Required action - Copy out each line of the data below in which the string "always" appears.
** Opening Input records block **
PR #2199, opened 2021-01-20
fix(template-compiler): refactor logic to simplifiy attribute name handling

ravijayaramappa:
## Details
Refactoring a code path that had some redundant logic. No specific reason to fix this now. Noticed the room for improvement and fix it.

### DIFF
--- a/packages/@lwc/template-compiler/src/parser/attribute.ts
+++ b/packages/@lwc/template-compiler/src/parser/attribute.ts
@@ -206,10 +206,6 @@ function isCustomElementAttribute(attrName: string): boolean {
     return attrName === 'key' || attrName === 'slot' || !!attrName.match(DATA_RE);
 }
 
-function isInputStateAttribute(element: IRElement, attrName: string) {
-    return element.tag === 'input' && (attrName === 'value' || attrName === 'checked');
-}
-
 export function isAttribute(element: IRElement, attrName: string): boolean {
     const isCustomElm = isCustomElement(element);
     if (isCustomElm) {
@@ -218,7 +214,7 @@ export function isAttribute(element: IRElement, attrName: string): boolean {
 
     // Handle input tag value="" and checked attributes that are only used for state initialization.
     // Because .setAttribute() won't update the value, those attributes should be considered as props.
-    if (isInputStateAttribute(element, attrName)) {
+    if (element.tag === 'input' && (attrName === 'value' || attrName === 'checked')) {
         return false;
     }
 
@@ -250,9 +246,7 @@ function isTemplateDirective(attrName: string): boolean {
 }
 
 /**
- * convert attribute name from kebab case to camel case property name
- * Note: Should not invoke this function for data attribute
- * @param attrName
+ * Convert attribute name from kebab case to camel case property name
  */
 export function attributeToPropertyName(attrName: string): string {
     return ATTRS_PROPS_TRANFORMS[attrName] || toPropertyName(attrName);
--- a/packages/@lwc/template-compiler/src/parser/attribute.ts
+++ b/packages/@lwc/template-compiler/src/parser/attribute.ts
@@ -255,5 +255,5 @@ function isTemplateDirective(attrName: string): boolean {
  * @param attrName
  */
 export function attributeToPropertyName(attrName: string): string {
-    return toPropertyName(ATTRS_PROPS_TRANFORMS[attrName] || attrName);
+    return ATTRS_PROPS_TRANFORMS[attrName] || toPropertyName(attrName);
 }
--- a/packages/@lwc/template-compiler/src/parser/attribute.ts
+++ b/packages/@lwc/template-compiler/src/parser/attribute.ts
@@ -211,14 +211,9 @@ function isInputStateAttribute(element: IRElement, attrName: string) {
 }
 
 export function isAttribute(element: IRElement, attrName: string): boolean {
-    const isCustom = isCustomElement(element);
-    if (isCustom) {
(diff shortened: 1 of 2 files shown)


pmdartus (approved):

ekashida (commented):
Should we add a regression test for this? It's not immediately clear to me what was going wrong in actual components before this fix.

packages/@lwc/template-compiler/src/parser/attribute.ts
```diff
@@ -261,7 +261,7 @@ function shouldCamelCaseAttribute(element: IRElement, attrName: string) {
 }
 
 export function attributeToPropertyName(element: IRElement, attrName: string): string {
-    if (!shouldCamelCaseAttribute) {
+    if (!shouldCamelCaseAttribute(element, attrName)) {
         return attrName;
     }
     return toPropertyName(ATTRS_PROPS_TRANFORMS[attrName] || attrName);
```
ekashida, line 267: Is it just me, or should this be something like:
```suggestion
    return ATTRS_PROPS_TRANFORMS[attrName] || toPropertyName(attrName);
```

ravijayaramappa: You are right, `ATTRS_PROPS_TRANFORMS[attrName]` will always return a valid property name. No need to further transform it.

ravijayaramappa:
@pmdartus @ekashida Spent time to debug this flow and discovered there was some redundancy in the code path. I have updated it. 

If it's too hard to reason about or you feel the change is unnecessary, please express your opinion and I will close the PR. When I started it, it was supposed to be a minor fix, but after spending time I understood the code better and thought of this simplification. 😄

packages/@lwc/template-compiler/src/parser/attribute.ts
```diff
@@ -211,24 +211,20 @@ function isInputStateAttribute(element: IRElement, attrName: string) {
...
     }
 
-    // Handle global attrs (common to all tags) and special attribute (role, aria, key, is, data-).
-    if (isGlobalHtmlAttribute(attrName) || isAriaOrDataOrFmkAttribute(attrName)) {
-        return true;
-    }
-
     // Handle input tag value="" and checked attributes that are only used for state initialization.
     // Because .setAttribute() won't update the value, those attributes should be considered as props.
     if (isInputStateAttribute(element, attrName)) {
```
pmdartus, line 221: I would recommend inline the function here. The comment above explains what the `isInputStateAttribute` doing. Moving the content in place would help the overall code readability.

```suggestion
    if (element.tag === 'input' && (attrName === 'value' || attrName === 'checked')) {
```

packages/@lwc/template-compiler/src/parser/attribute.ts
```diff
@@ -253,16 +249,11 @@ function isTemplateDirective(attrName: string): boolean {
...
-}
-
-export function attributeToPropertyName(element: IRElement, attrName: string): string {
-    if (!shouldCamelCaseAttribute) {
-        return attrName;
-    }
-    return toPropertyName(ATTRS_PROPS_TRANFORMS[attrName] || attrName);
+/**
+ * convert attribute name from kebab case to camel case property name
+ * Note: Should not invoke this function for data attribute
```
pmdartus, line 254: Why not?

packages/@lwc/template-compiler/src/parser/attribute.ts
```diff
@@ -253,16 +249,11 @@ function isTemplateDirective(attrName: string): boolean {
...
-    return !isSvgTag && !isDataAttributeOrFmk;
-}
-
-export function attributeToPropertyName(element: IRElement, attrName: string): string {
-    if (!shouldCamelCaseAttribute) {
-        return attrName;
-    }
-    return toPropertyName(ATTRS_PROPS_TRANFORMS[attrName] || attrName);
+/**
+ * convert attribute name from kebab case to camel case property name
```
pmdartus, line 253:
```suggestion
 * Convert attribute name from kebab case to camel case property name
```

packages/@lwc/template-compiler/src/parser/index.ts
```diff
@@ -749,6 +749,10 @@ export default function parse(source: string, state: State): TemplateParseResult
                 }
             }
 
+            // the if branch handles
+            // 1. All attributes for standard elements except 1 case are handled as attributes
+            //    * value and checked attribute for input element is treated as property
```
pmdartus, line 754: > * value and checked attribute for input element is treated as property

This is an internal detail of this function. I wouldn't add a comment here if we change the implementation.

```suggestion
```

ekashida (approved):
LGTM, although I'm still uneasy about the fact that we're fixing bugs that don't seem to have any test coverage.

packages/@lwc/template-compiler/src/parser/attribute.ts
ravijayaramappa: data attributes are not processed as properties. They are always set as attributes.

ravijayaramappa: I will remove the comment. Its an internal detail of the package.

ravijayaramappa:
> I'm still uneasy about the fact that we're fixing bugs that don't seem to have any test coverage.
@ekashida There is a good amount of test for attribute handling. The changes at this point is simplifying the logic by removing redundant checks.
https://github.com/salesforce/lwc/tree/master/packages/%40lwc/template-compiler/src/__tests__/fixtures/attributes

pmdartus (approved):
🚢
** Closing Input records block **
** Opening Input records block **
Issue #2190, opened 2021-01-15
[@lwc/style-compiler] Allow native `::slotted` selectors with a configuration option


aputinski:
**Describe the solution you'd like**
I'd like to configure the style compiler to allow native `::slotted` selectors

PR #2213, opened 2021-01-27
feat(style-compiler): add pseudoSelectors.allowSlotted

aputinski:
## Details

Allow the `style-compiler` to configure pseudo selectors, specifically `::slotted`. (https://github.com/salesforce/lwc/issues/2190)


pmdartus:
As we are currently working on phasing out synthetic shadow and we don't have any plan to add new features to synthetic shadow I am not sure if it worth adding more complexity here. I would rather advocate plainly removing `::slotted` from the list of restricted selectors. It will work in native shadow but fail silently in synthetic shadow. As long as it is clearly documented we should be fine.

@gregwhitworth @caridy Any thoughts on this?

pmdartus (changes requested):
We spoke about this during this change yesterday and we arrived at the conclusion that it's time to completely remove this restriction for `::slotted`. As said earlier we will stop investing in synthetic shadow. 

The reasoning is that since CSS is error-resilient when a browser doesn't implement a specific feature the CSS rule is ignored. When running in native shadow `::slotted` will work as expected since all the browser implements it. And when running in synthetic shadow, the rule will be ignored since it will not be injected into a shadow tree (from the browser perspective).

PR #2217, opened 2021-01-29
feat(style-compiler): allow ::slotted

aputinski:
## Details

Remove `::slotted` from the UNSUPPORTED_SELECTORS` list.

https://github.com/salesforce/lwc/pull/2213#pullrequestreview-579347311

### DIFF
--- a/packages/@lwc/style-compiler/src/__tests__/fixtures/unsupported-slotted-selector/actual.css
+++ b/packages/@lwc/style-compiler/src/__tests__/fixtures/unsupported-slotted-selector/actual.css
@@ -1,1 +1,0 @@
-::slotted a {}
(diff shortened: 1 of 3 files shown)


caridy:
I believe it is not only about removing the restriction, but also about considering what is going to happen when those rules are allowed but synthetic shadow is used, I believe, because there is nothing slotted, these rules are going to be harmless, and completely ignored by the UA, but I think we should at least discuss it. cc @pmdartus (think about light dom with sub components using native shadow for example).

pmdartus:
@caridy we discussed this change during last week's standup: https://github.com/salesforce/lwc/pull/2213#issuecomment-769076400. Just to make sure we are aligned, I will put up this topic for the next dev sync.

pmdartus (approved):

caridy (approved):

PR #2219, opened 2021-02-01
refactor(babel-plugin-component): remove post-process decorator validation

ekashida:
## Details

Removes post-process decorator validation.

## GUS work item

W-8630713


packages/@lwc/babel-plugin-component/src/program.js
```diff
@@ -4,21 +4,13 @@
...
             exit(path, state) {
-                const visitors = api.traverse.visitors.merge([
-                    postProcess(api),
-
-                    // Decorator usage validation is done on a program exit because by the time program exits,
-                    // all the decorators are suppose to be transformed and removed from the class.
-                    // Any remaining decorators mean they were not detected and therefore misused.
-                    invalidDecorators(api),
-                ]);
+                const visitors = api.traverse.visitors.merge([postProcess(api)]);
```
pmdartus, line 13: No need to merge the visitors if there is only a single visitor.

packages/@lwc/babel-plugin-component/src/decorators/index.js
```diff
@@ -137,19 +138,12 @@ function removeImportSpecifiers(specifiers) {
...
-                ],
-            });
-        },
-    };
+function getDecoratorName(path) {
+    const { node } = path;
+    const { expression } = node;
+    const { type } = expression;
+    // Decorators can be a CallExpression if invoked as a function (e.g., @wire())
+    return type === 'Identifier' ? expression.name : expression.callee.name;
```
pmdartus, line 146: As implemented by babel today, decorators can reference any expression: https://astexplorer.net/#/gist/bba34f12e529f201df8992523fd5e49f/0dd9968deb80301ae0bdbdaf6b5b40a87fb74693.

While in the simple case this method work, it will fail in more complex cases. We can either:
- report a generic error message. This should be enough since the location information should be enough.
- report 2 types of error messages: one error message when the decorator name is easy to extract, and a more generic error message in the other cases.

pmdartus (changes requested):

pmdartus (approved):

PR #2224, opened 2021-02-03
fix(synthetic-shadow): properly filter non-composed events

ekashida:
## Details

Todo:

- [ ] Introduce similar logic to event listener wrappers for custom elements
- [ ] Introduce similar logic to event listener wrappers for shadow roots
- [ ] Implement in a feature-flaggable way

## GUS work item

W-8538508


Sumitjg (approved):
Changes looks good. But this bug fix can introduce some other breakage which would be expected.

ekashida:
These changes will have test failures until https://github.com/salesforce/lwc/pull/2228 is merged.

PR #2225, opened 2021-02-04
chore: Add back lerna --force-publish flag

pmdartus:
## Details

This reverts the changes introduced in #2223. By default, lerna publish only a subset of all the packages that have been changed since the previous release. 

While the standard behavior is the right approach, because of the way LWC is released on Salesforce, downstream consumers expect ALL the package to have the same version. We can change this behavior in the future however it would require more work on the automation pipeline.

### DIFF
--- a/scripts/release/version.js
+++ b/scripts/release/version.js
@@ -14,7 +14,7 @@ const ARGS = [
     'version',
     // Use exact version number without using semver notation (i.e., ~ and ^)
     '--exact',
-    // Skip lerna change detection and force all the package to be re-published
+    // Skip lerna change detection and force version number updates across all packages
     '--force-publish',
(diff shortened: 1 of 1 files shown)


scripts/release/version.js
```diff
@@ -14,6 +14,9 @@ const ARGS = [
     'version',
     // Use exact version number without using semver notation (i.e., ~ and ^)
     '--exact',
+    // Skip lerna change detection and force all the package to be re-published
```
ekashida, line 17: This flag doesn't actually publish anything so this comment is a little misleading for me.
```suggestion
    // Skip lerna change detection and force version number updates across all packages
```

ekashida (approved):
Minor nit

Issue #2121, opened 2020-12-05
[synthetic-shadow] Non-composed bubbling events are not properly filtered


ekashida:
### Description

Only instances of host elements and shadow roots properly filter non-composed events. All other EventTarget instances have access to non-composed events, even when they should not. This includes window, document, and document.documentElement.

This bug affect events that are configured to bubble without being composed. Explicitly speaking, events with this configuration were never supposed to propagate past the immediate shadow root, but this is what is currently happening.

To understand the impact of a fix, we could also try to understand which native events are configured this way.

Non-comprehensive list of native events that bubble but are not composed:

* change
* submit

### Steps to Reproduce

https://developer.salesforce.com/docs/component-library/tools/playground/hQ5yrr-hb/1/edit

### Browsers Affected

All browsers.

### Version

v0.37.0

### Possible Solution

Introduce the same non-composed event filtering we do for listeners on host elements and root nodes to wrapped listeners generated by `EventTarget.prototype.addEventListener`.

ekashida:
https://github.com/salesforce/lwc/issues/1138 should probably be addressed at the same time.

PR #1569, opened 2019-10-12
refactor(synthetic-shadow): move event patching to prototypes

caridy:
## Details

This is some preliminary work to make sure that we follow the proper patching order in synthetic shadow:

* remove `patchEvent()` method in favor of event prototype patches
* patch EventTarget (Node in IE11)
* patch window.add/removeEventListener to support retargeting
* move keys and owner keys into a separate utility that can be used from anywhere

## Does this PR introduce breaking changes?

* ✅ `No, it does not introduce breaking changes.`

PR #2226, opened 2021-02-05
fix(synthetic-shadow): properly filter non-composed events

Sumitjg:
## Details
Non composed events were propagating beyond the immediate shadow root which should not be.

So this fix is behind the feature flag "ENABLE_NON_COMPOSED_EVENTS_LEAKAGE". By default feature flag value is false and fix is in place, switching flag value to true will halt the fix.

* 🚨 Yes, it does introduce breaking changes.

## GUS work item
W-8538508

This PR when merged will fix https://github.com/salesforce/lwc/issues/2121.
** Closing Input records block **
Response -
ravijayaramappa: You are right, `ATTRS_PROPS_TRANFORMS[attrName]` will always return a valid property name. No need to further transform it.
ravijayaramappa: data attributes are not processed as properties. They are always set as attributes.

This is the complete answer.